## What you are asked to do
Could you set down every entry exactly as it appears?

(Records from a data source)
PR #3354, opened 2021-06-23
Use wasm-builder from git

bkchr:
This brings new features like compressed runtimes out of the box.

### DIFF
--- a/node/core/pvf/src/testing.rs
+++ b/node/core/pvf/src/testing.rs
@@ -31,7 +31,9 @@ pub fn validate_candidate(
 ) -> Result<Vec<u8>, Box<dyn std::error::Error>> {
 	use crate::executor_intf::{prevalidate, prepare, execute, TaskExecutor};
 
-	let blob = prevalidate(code)?;
+	let code = sp_maybe_compressed_blob::decompress(code, 10 * 1024 * 1024).expect("Decompressing code failed");
+
+	let blob = prevalidate(&*code)?;
 	let artifact = prepare(blob)?;
 	let executor = TaskExecutor::new()?;
 	let result = unsafe {
--- a/node/core/pvf/tests/it/main.rs
+++ b/node/core/pvf/tests/it/main.rs
@@ -15,9 +15,7 @@
 // along with Polkadot.  If not, see <http://www.gnu.org/licenses/>.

## Output of the task
PR #3354, opened 2021-06-23
Use wasm-builder from git

bkchr:
This brings new features like compressed runtimes out of the box.

### DIFF
--- a/node/core/pvf/src/testing.rs
+++ b/node/core/pvf/src/testing.rs
@@ -31,7 +31,9 @@ pub fn validate_candidate(
 ) -> Result<Vec<u8>, Box<dyn std::error::Error>> {
 	use crate::executor_intf::{prevalidate, prepare, execute, TaskExecutor};
 
-	let blob = prevalidate(code)?;
+	let code = sp_maybe_compressed_blob::decompress(code, 10 * 1024 * 1024).expect("Decompressing code failed");
+
+	let blob = prevalidate(&*code)?;
 	let artifact = prepare(blob)?;
 	let executor = TaskExecutor::new()?;
 	let result = unsafe {
--- a/node/core/pvf/tests/it/main.rs
+++ b/node/core/pvf/tests/it/main.rs
@@ -15,9 +15,7 @@
 // along with Polkadot.  If not, see <http://www.gnu.org/licenses/>.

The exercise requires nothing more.